想起他最近淡淡的態度,和現在的語氣,心裏卻忽然有些堵。我把這一切歸結為不習慣,或者更深一層,是女人的占有欲。我搖了搖頭,搖散一腦袋的怪想法,然後任由弋兒拉著快步走出門去。
可是如果我知道會發生什麼,我一定不會隨他們同去。
等我們三個人拿著新紮的風箏快步穿過禦花園的時候,便遠遠地看見了那一對相依而來的璧人。我呆立在原地用力地揉了揉眼睛,然後望過去,再揉眼睛,再抬眼望,周而複始數次之後,終於無法繼續自欺欺人下去。
公子與盧夢然正並肩說笑著從不遠處經過,他望向她的目光,我是那麼的熟悉。那是曾經隻屬於我的目光。我強迫自己陳定地望向他們,不要讓自己眼裏的水霧模糊了視線。我聽見自己的心裏有一個聲音在說,公子,求你看看我,哪怕一眼,也請你看看我……這樣卑微的語調讓我不覺緊緊地握住拳,這不是我,不是我。
然後,公子果真如我所想地轉過頭,在望見我的那一刹那,忽然停住了腳步,臉上的表情有微微的僵硬。那一刻,心裏原本不多的期望又瞬間脹大,仿佛重新燃起一般。可是下一秒,盧氏伸出手輕輕地挽上公子的胳膊,撒嬌一般地搖晃著。公子低下頭,那眼裏流露出的溫柔,是我最熟悉的色彩。
苦笑著低下頭,看著手裏已經被我抓得皺起來的風箏,似乎再也飛不起來了吧。已經被我弄壞了,有些東西壞掉了,恐怕就很難修複了吧。不管別人說什麼,我始終都堅持著心裏對你的信念,可是此刻……此刻你讓我看見的又是什麼?我開始懷疑一直以來我不可動搖地相信著你究竟是不是對的,懷疑你說過的所有的話,給過的所有承諾,甚至是……甚至是你擁抱我的溫度。

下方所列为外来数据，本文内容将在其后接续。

PR #16, opened 2016-08-08
Remove logic to process plain text messages

daehn:
**What's in this PR?**

* This PR removes the logic to process plain text messages
* In the process a bug related to the `isTyping` state was found, if a user send a message the typing state was not reset for events of type `otr-message-add`.

‼️ This PR depends on a major update to `wire-ios-mocktransport`after https://github.com/wireapp/wire-ios-mocktransport/pull/3 has been merged.


marcoconti83:
Merged wireapp/wire-ios-mocktransport#3

PR #19, opened 2016-08-11
Wait longer for xcodebuild

daehn:


marcoconti83:
On our junkins machine, it might take longer than 30 minutes. Maybe we should bump it to 45?

daehn:
@marcoconti83 travis timed out even with 90 min 😁...

marcoconti83:
@daehn I think the issue might be somewhere else then. Probably the simulator is stuck on the host machine. One idea would be to look at the travis configuration for any other frameworks currently working fine with travis that has a test host app (some of them don't) and see if we spot any difference.

daehn:
`wire-ios-link-preview` also has a test host app, but the install and test commands in the `.travis.yml` are not really different there

PR #20, opened 2016-08-12
Remove `dispatch_async` in favour or `performGroupedBlock` where possible

marcoconti83:
Remove `dispatch_async` in favour or `performGroupedBlock` where possble

Where not possible, make sure to enter/leave groups.
Only using groups gives us the guarantee that tests will wait for the queue to be empty before moving to the next test. If we can't guarantee this, we will have a lot of flaky tests.

### DIFF
--- a/Source/Notifications/ZMNotifications+UserSession.m
+++ b/Source/Notifications/ZMNotifications+UserSession.m
@@ -42,9 +42,7 @@ static NSString *const ZMInitialSyncCompletedNotificationName = @"ZMInitialSyncC
 
 + (void)notifyInitialSyncCompleted
 {
-    dispatch_async(dispatch_get_main_queue(), ^{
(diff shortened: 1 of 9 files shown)


Source/Notifications/ZMNotifications+UserSession.m
```diff
@@ -42,9 +42,7 @@ @implementation ZMUserSession (InternalNotifications)
 
 + (void)notifyInitialSyncCompleted
 {
-    dispatch_async(dispatch_get_main_queue(), ^{
-        [[NSNotificationCenter defaultCenter] postNotificationName:ZMInitialSyncCompletedNotificationName object:nil];
-    });
+    [[NSNotificationCenter defaultCenter] postNotificationName:ZMInitialSyncCompletedNotificationName object:nil];
```
Einh06: We are not switching to the main queue anymore here, are we sure if won't cause any bug? the fact that we were enforcing switching tells me there is something more to this.

PR #21, opened 2016-08-12
Use new address book upload endpoint

marcoconti83:
The new address book upload endpoint does not return suggestions of people you might know. However, we do not display people you might know anywhere in the client anymore, so we can safely set it to an empty set.
The code to handle people you might know is not being removed completely yet because we are still debating whether it will come back soon.

### DIFF
--- a/Source/Synchronization/ZMAddressBookSync.m
+++ b/Source/Synchronization/ZMAddressBookSync.m
@@ -31,7 +31,7 @@
 #import "zmessaging/zmessaging-Swift.h"
 
 static NSString * const ZMAddressBookTranscoderNeedsToBeUploadedKey = @"ZMAddressBookTranscoderNeedsToBeUploaded";
-static NSString * const ZMOnboardingEndpoint = @"/onboarding/v2";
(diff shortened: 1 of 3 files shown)


tiago-loureiro:
> The new address book upload endpoint does not return suggestions of people you might know. 

Just a little correction. We currently _do_ return that, I was mostly wondering if it is really necessary since no UI (except for Web) seems to use it.

marcoconti83:
@tiago-loureiro thanks for clarifying. Then let's say the effort to change to code to parse the new format from the new endpoint is not worth taking yet if we don't know if we will display this information anywhere. Once we have a final decision, we will either adapt it or remove the unused code.

marcoconti83:
As Zbigniew pointed out, this might still be used to display the "connect" button instead of the "invite" button in the list of contacts in the address book. So maybe after all we need to still parse it. Pending investigation.

marcoconti83:
This PR is now obsolete, I'm working on another branch on an overhaul of the address book upload. Will port those changes there, closing this PR.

恍神間,福全忽然握住了我的手,我轉頭望他,想笑,卻發覺連提起嘴角的力氣都沒有。索性就低下頭,可是我不想認輸,真的不想。半晌,隻聽見福全的聲音在我耳畔響起:“我們過去。”
是我們。
我用力回握住他的手,他永遠都知道什麼時候,我需要的是什麼。
將弋兒安置在一旁,福全拉著我大步走向公子和盧夢然。
待公子和盧夢然向福全施了禮,我也微微欠了欠身見禮。察覺到公子落在我身上的視線,於是抬起頭迎上他的目光,仿佛潛藏的自尊給了我最後的力氣,讓我得以微揚起嘴角。

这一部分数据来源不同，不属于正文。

PR #25, opened 2016-08-19
Fix missed call notification

Einh06:
**What's in this PR**
This PR fixes an issue where the user would not see notification when he/she missed a call.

“容若兄,今兒個怎會進宮?”福全依舊是不動聲色地笑,隻是握住我的手高高抬起,放在了心口的位置,像是在宣告一些什麼。我看著公子瀲灩波光的眸子,良久沒有得到他的回答。反倒是盧夢然趕忙將話接了過去:“回王爺,我們是來叩謝太皇太後的。家父特命我們定然要來給太皇太後她老人家磕三個響頭,以表感恩之心。”
福全應:“原來如此。”
盧氏欠了欠身:“三日後大婚之日,還望王爺和若淺姑娘賞臉光臨。”
福全低下頭滿是溫柔地望了我一眼:“這是自然,容若兄的婚禮本王豈能不參加,更何況,日後他也算本王的半個表兄不是!”